PR #6401, opened 2020-02-03
always clear cache between pytests

### LINKED ISSUE #6399: Cache is not cleared between tests
When working on https://github.com/mdn/kuma/pull/6143 I ran into a problem that tests failed or worked depending on the order you run them.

━━━━━━━━━━━━━━━━━━━━

Lines from the one with "### LINKED ISSUE" through the last line of the listing above: return these exactly, and nothing else.

### LINKED ISSUE #6399: Cache is not cleared between tests
When working on https://github.com/mdn/kuma/pull/6143 I ran into a problem that tests failed or worked depending on the order you run them.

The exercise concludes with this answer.